Monday 21 December 2009

A Titanic Dose of Rage

I think I've finally worked out why the Titanic keeps popping up in my life. A few weeks ago I thought that it was referring to a large event which had started to bring my past to the surface. Sink or swim. Then, after the last meeting with my teacher where I almost, but couldn't, cry, I met with a friend who put a slightly different spin on things.

It's not so much my past that is being brought to the surface, but all of the feelings I had pushed down so long ago. The Titanic, he said, sunk to the bottom of the sea in icy cold waters, and lay there compressed. What you have to remember is that bringing the contents of the Titanic to the surface did not tear them apart. I remember looking at the dining sets at the Titanic exhibition in New York - crockery remarkably preserved.

What was strange is that all of the references to the Titanic had somehow stopped after I had met with my teacher and he had offered to listen. So perhaps now that I had got the message I didn't need the continual prompts. What followed the meeting were a few days of unsettling contemplation. Logically, I knew what had upset me and why, but I was still lost as to how to unleash these feelings during a 45 minute meeting. It needs to come out, but how?

I sent my teacher an email, asking for a meeting and giving a very brief explanation of my concerns. I am afraid that I will be wasting your time, I said, I refuse to cry.

He replied with a one liner, suggesting a meeting just before Rosh Chodesh, where at least 100 people would be coming along to understand the energy of the month of Capricorn.

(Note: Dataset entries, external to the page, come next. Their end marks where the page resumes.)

PR #3414, opened 2020-04-30
put diff hashmap into a treemap so the props can be iterated thru in order

noodlemoodle:
the keys of the diff map should be sorted to avoid inconsistencies in the final result

### DIFF
--- a/src/foam/nanos/approval/ApprovableAware.js
+++ b/src/foam/nanos/approval/ApprovableAware.js
@@ -52,8 +52,11 @@
               }
 
               Map diffHashmap = oldObj == null ? null : oldObj.diff(obj);
-              TreeMap diff = new TreeMap<>();
-              diff.putAll(diffHashmap);
+              TreeMap diff = null;
+              if ( diffHashmap != null ) {
+                diff = new TreeMap<>();
+                diff.putAll(diffHashmap);
+              }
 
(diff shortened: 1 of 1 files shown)


src/foam/nanos/approval/ApprovableAware.js
```diff
@@ -49,7 +50,11 @@
                 Logger logger = (Logger) x.get("logger");
                 logger.error("Error instantiating : ", obj.getClass().getSimpleName(), e);
               }
-              Map diff = oldObj == null ? null : oldObj.diff(obj);
+
+              Map diffHashmap = oldObj == null ? null : oldObj.diff(obj);
+              TreeMap diff = new TreeMap<>();
+              diff.putAll(diffHashmap);
```
nanoscott: skip this if the map is null

nanoscott (approved):

src/foam/nanos/approval/ApprovableAware.js
```diff
@@ -49,7 +50,14 @@
                 Logger logger = (Logger) x.get("logger");
                 logger.error("Error instantiating : ", obj.getClass().getSimpleName(), e);
               }
-              Map diff = oldObj == null ? null : oldObj.diff(obj);
+
+              Map diffHashmap = oldObj == null ? null : oldObj.diff(obj);
```
kgrgreer, line 56: Please add a comment to explain why we do this.

PR #3423, opened 2020-05-05
[NP-843] - Give RichChoiceView searchBy Support

nanopay-arthur:
Ref: https://nanopay.atlassian.net/browse/NP-843
#TimeSpent: 4h

### DIFF
--- a/src/foam/u2/view/RichChoiceView.js
+++ b/src/foam/u2/view/RichChoiceView.js
@@ -327,10 +327,12 @@ foam.CLASS({
       postSet: function(oldValue, newValue) {
         this.sections.forEach((section) => {
           if ( newValue ) {
-            var pred = this.KEYWORD(newValue);
             if ( section.searchBy.length > 0 ) {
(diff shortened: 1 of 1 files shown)


zahnno (approved):

kennyqiyenkan (approved):

src/foam/u2/view/RichChoiceView.js
```diff
@@ -321,9 +326,17 @@ foam.CLASS({
       documentation: 'The text that the user typed in to search by.',
       postSet: function(oldValue, newValue) {
         this.sections.forEach((section) => {
-          section.filteredDAO = newValue
-            ? section.dao.where(this.KEYWORD(newValue))
-            : section.dao;
+          if ( newValue ) {
+            var pred = this.KEYWORD(newValue);
```
kgrgreer: Could set 'pred' in the 'else' of the below 'if' rather than create a KEYWORD which gets thrown out. Would also make the code easier to understand.

PR #3426, opened 2020-05-05
re-throw the exception

hchoura:


src/foam/box/SessionServerBox.java
```diff
@@ -108,7 +108,7 @@ public void send(Message msg) {
       logger.error("Error throw in SessionServerBox: " + t, " ,service: " + spec.getName(), t);
       t.printStackTrace();
       msg.replyWithException(t);
-      return;
+      throw t;
```
jlhughes, line 111: @hchoura why are you doing this? The exception is added the 'msg' being returned. what good is rethrowing it as this point?

PR #3429, opened 2020-05-06
add app configue into email template

yij793:
address : https://nanopay.atlassian.net/browse/NP-959
Note: add theme arg to email template
Nanopay side: https://github.com/nanoPayinc/NANOPAY/pull/9756

### DIFF
--- a/src/foam/util/Emails/EmailsUtility.java
+++ b/src/foam/util/Emails/EmailsUtility.java
@@ -58,7 +58,7 @@ public class EmailsUtility {
       Theme theme = (Theme) themeDAO.find(
             MLang.EQ(Theme.SPID, user.getSpid())
           );
-      templateArgs.put("theme", theme.appConfig);
+      templateArgs.put("theme", theme);
       emailMessage.setTemplateArguments(templateArgs);
     }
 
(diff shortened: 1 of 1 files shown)


jlhughes (changes requested):
This is not necessary
See NP-65/Themes - this PR already ensures the appconfig in the context takes into account the Theme.appConfig, group appconfig settings and the baseline. 
Please close this PR and use the appconfig in the context. 
Also, theme will not be managing spid in any way.

src/foam/util/Emails/EmailsUtility.java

Oh great - so not only do I not want to be seen to be crying at the best of times, but now he wants me to make a mess of my face just before Rosh Chodesh? But if this was the only time available at short notice, then so be it. I was going to give it my best shot.

I spent the next few days somewhat consumed by the approaching meeting. How was this going to work? What on earth could he say which would possibly get past this seemingly enormous barrier to allow me to open up? When I lit my Chanukah candles, I meditated on finding a way to let go. I played sad and bitter songs to try and get a rise out of myself. I tried to understand the crux of my issues - what was really the root here? What was I most upset about? What, if I try to explain to someone else, will push the button enough to allow me to let go? Despite feeling a deep lurking pain, no emotions were coming to the surface. Not so much as a tea-set. Just the much practised I am dead inside so just leave me be air of martyrdom.

I turned up for the meeting prepared to cry, grateful for someone to listen and having an open mind. He was running late, which made things worse. He asked me what had been going on for the past week and I started to explain my recent pre-occupation with trying to find a way in. Less than two sentences out of my mouth, and he interrupted.

"So, let's just stop here. What has changed? Nothing has changed here. You have missed the miracle of Chanukah. If you'd understood the miracle of Chanukah it would have happened by now."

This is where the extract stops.